• **Source data**
PR #153, opened 2018-01-19
IncrementalProducer listeners (IncrementalCycleListener) and cycleMetadata

rpalcolea:
Introduces `IncrementalCycleListener` and also the builder pattern for `HollowIncrementalProducer`


kineshsatiya:
I wonder if we should have an interface for the producer with two implementations - CycleProducer & IncrementalCycleProducer. Some abstraction would be nice. I think the same thing would apply to listeners. I see that we have IncrementalListener in ListenerSupport, and they are only used in IncrementalHollowProducer. We should probably use separate them out. What your thoughts on this @toolbear and @rpalcolea ?

rpalcolea:
Hi @kineshsatiya ,

I think this aligns with https://github.com/Netflix/hollow/issues/154. What are your thoughts on that? I wanted to re-use `ListenerSupport` because is part of the `producer` package... and yes, seems like the `IncrementalListener` is only used by the incremental producer. I think consolidating things into one interface with two implementations would be nice... don't know if that's something in a short term though.

kineshsatiya:
Hi @rpalcolea , I'll review the current PR. If we can come up with a better design now, we can start with that. However, we can re-visit the design, when we start on next major release of Hollow.

rpalcolea:
sounds good @kineshsatiya

rpalcolea:
Hi @toolbear,

Just added something to this PR that could be helpful for others: `cycleMetadata`

The idea is that users could attach metadata to each cycle:

```
 HashMap<String, Object> cycleMetadata = new HashMap<>();
        cycleMetadata.put("foo", "bar");
        incrementalProducer.addCycleMetadata(cycleMetadata);
```

then in the listener we will have:

```void onCycleComplete(IncrementalCycleStatus status, long elapsed, TimeUnit unit, HashMap<String, Object> cycleMetadata)```

Then, users could use that metadata to take action at listener level. 

In our case we would like to attach some metadata from our source system and trigger actions depending on success or failure.

File: hollow/src/main/java/com/netflix/hollow/api/producer/AbstractIncrementalCycleListener.java [hunk 1]
```diff
@@ -0,0 +1,32 @@
...
+
+import java.util.HashMap;
+import java.util.concurrent.TimeUnit;
+
+/**
+ * Beta API subject to change.
+ */
+public class AbstractIncrementalCycleListener implements IncrementalCycleListener {
+    @Override
+    public void onCycleComplete(IncrementalCycleStatus status, long elapsed, TimeUnit unit, HashMap<String, Object> cycleMetadata) { }
```
ghost: Expose `Map<String,Object>` instead of `HashMap` in the public API

ghost: Instead of adding new argument to the listener interface, we've tended to make additional info available through the already passed in cycle status class (in this case `IncrementalCycleStatus`). This has the added bonus of avoiding a breaking change (not that that is necessary given this is an experimental API).

hollow/src/main/java/com/netflix/hollow/api/producer/HollowIncrementalProducer.java
```diff
@@ -28,18 +33,33 @@
...
 public class HollowIncrementalProducer {
     
+    private static final long FAILED_VERSION = Long.MIN_VALUE;
+
     private final HollowProducer producer;
     private final ConcurrentHashMap<RecordPrimaryKey, Object> mutations;
     private final HollowProducer.Populator populator;
-    
+    private final ListenerSupport listeners;
+    private final HashMap<String, Object> cycleMetadata;
```
ghost: This can be declared as `Map`.

hollow/src/main/java/com/netflix/hollow/api/producer/HollowIncrementalProducer.java
```diff
@@ -28,18 +33,33 @@
...
         this.mutations = new ConcurrentHashMap<RecordPrimaryKey, Object>();
         this.populator = new HollowIncrementalCyclePopulator(mutations, threadsPerCpu);
+        this.listeners = new ListenerSupport();
+        this.cycleMetadata = new HashMap<String, Object>();
+
+        for(IncrementalCycleListener listener : listeners)
+            this.listeners.add(listener);
+    }
+
+    public void addCycleMetadata(HashMap<String, Object> metadata) {
```
ghost: Should this be `addAllCycleMetadata` with the addition of a `addCycleMetadata(String key, Object value)` method?

hollow/src/main/java/com/netflix/hollow/api/producer/IncrementalCycleListener.java
```diff
@@ -0,0 +1,157 @@
...
+    /**
+     * Called after {@code HollowIncrementalProducer} has completed a cycle normally or abnormally. A {@code SUCCESS} status indicates that the
+     * entire cycle was successful and the producer is available to begin another cycle.
+     *
+     * @param status IncrementalCycleStatus of this cycle. {@link IncrementalCycleListener.IncrementalCycleStatus#getStatus()} will return {@code SUCCESS}
+     *   when the a new data state has been announced to consumers or when there were no changes to the data.
+     * @param elapsed duration of the cycle in {@code unit} units
+     * @param unit units of the {@code elapsed} duration
+     */
+    public void onCycleComplete(IncrementalCycleStatus status, long elapsed, TimeUnit unit, HashMap<String, Object> cycleMetadata);
```
ghost: `Map` instead of `HashMap`

hollow/src/main/java/com/netflix/hollow/api/producer/IncrementalCycleListener.java
```diff
@@ -0,0 +1,157 @@
...
+
+    /**
+     * Called after {@code HollowIncrementalProducer} has completed a cycle normally or abnormally. A {@code FAIL} status indicates that the
+     * entire cycle failed.
+     *
+     * @param status IncrementalCycleStatus of this cycle. {@link IncrementalCycleListener.IncrementalCycleStatus#getStatus()} will return {@code FAIL}
+     * @param elapsed duration of the cycle in {@code unit} units
+     * @param unit units of the {@code elapsed} duration
+     */
+    public void onCycleFail(IncrementalCycleStatus status, long elapsed, TimeUnit unit, HashMap<String, Object> cycleMetadata);
```
ghost: `Map` instead of `HashMap`

hollow/src/main/java/com/netflix/hollow/api/producer/ListenerSupport.java
```diff
@@ -169,4 +182,16 @@ void fireAnnouncementComplete(ProducerStatus.Builder psb) {
         ProducerStatus st = psb.build();
         for(final HollowProducerListener l : listeners) l.onAnnouncementComplete(st, psb.elapsed(), MILLISECONDS);
     }
+
+    void fireIncrementalCycleComplete(long version, long recordsAddedOrModified, long recordsRemoved, HashMap<String, Object> cycleMetadata) {
```
ghost: `Map` instead of `HashMap`

hollow/src/main/java/com/netflix/hollow/api/producer/ListenerSupport.java
```diff
@@ -169,4 +182,16 @@ void fireAnnouncementComplete(ProducerStatus.Builder psb) {
...
+        IncrementalCycleStatus.Builder icsb = new IncrementalCycleStatus.Builder().success(version, recordsAddedOrModified, recordsRemoved);
+        for(final IncrementalCycleListener l : incrementalCycleListeners)
+            l.onCycleComplete(icsb.build(), icsb.elapsed(), MILLISECONDS, cycleMetadata);
+    }
+
+    void fireIncrementalCycleFail(Throwable cause, long recordsAddedOrModified, long recordsRemoved, HashMap<String, Object> cycleMetadata) {
```
ghost: `Map` instead of `HashMap`

hollow/src/main/java/com/netflix/hollow/api/producer/ListenerSupport.java
```diff
@@ -169,4 +182,16 @@ void fireAnnouncementComplete(ProducerStatus.Builder psb) {
         ProducerStatus st = psb.build();
         for(final HollowProducerListener l : listeners) l.onAnnouncementComplete(st, psb.elapsed(), MILLISECONDS);
     }
+
+    void fireIncrementalCycleComplete(long version, long recordsAddedOrModified, long recordsRemoved, HashMap<String, Object> cycleMetadata) {
+        IncrementalCycleStatus.Builder icsb = new IncrementalCycleStatus.Builder().success(version, recordsAddedOrModified, recordsRemoved);
```
ghost: This is where an `icsb.withMetadata(cycleMetadata)` would go instead of passing it directly to listener callback.

ghost (changes requested):
Looks good. Some small changes and one medium change around how to expose the metadata to listeners.

rpalcolea:
Hi @toolbear ,

Thanks for the feedback. 

Made the changes to use `Map` and also to include `cycleMetadata` as part of `IncrementalCycleStatus`

rpalcolea:
Also, I'd like to get this one (bigger) in first in order to fix conflicts on https://github.com/Netflix/hollow/pull/152 and https://github.com/Netflix/hollow/pull/182 if that's ok with you @toolbear

hollow/src/main/java/com/netflix/hollow/api/producer/HollowIncrementalProducer.java
```diff
@@ -99,70 +113,133 @@ public void clearChanges() {
...
-    public boolean hasChanges() { return this.mutations.size() > 0; }
+    public boolean hasChanges() {
+        return this.mutations.size() > 0;
+    }
+
+    public void addCycleMetadata(String key, Object value) {
+        this.cycleMetadata.put(key, value);
+    }
+
+    public void addAllCycleMetadata(HashMap<String, Object> metadata) {
```
ghost: Missed one 😉 

Use `Map` here, too.

ghost (changes requested):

• **Description of the task**
Look through the records and count each line that holds "your". Write only the total.

• **Expected output**
2